# Timetabling Problem



The CP part of this notebook mainly draws from [this](https://developers.google.com/optimization/scheduling/job_shop?hl=en) Google guide.

The dataset used in this notebook is from the University of Brasilia and it's downloadable from [here](https://www.kaggle.com/datasets/danielefm/students-timetables-university-of-brasilia/data?select=student_timetable.csv)

**Note for running this code:** you must install the library (the cell below) and **restart the runtime**, so the `import` command would work as expected.

In [1]:
#!pip install --upgrade --user ortools

In [2]:
# Importing necessary libraries
import pandas as pd
import random
import collections
import time
from ortools.sat.python import cp_model
import warnings
warnings.filterwarnings('ignore')

The goal of this analysis is to set for each course two time-slots in a particular room following some specific constraints.

Data Preprocessing:
In the initial stage of data preprocessing, courses associated with rooms labeled "Missing info" were excluded from the dataset.
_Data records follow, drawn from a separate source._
PR #7884, opened 2022-03-04
Implement getattr builtin.

stuartarchibald:
As title.


numba/cpython/builtins.py
```diff
@@ -777,3 +777,93 @@ def false_impl(var, typs):
...
+# getattr with default arg present, obj is an open type, name is forced as a
+# literal string, the "default" is again an open type. Note that the CPython
+# definition is: `getattr(object, name[, default]) -> value`, the `default`
+# is not a kwarg.
+@overload(getattr)
+def ol_getattr(obj, name, default):
+    def impl(obj, name, default):
+        try:
+            return resolve_getattr(obj, name)
+        except Exception:
```
stuartarchibald, line 866: This is not strictly correct, it should only accept `AttributeError`, but `try-except` support cannot handle this. Given the only place an exception can be raised is from the intrinsic `resolve_getattr` and Numba controls this I'm reasonably sure that this is safe.

sklam:
I got a test failure when I run `python runtests.py numba/tests/test_builtins.py`

```
FAIL: test_experimental_warning (numba.tests.test_builtins.TestIsinstanceBuiltin)
```

sklam:
Nevermind, the problem exist on `main`

numba/cpython/builtins.py
sklam: Worth leaving this note into the code as comment

sklam (commented):
Looks good. 

I'll do a second pass review to try breaking it.

stuartarchibald:
> Nevermind, the problem exist on `main`

What was the issue and is there a ticket tracking it?

sklam (commented):
Also, the 3-arg version of `getattr` has unexpected typing for the return type. (This is very likely a problem beyond this PR):

```python
from numba import njit
import numpy as np


@njit
def foo(obj, name):
    return getattr(obj, name)


@njit
def fake_hash():
    return 12345

@njit
def bar():
    ndim = foo(np.ones(1), "ndim")
    hasher = foo("a_string", "__hash__")
    print(ndim, hasher())
    array_hash = getattr(np.ones(1), "__hash__", fake_hash)  # this is ok
    print(array_hash())                                      # optional type?

    # No type info available for OptionalType(type(CPUDispatcher(<function fake_hash at 0x7fe36843e430>))) as a callable.
    # During: resolving callee type: OptionalType(type(CPUDispatcher(<function fake_hash at 0x7fe36843e430>)))
    #
    # File "chk.py", line 20:
    # def bar():
    #     <source elided>
    #     array_hash = getattr(np.ones(1), "__hash__", fake_hash)
    #     print(array_hash())
    #     ^

bar()
```

stuartarchibald:
> Also, the 3-arg version of getattr has unexpected typing for the return type. (This is very likely a problem beyond this PR):

I've got a fix for this which involves making the intrinsic implementation always take 3 args, and then in the "no default" case a specific dummy `namedtuple` is used as a marker to signal that no default has been supplied. I think this preserves the semantics and avoids the `OptionalType` problem. Does that sound acceptable?

numba/cpython/builtins.py
stuartarchibald: I removed the exception handling impl in 5886a8c as it was causing the `OptionalType` problem noted below.

docs/source/reference/pysupported.rst
```diff
@@ -930,6 +930,7 @@ The following built-in functions are supported:
 * :func:`enumerate`
 * :func:`filter`
 * :class:`float`
+* :func:`getattr`
```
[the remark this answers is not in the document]
stuartarchibald: Both the literal string requirement and the lack of support for Function type are noted in the docs as part of 5886a8c.

stuartarchibald:
Conflicts resolved in 5151bbd.

sklam:
https://github.com/numba/numba/pull/7884/commits/5886a8c7e056ec3d6a6d60e6c801113149d105fc is smart

sklam (approved):
Just one more merge conflict to resolve.
Otherwise, everything looks good.

stuartarchibald:
> Just one more merge conflict to resolve. Otherwise, everything looks good.

Thanks for the review, conflict should be resolved in 3d9981d.

sklam (approved):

This decision was based on the assumption that such courses do not take place within the university, making them irrelevant for the timetabling process.

Furthermore, the analysis concentrated exclusively on rooms designated with the identifier "SALA." By isolating rooms with this specific identifier, the preprocessing step intended to prevent the matching of courses that inherently require designated rooms with generic or unsuitable alternatives.

Throughout the whole analysis we assume that every course has 2 weekly meetings of 2 hours each (1 slot per lecture, 2 slots per course).

Lastly, we isolated 10000 observation to reduce the computational time of our experiment.

In [3]:
df = pd.read_csv('student_timetable.csv', sep=';')
df = df[df.room_address != 'Missing info']
df = df[df.room_address.str.startswith('SALA')]
df = df[10000:20000]

## SEMESTER 1

In [4]:
start_1 = time.time()
semester_1 = df[df['year_semester'] == 20191]

students = semester_1['student_id'].unique()
classes = semester_1['room_address'].unique()
courses = semester_1['course'].unique()
n_courses_1 = len(courses)
slots = ['Monday 8-10', 'Monday 10-12', 'Monday 12-14', 'Monday 14-16', 'Monday 16-18',
         'Tuesday 8-10', 'Tuesday 10-12', 'Tuesday 12-14', 'Tuesday 14-16', 'Tuesday 16-18',
         'Wednesday 8-10', 'Wednesday 10-12', 'Wednesday 12-14', 'Wednesday 14-16', 'Wednesday 16-18',
         'Thursday 8-10', 'Thursday 10-12', 'Thursday 12-14', 'Thursday 14-16', 'Thursday 16-18',
         'Friday 8-10', 'Friday 10-12', 'Friday 12-14', 'Friday 14-16', 'Friday 16-18']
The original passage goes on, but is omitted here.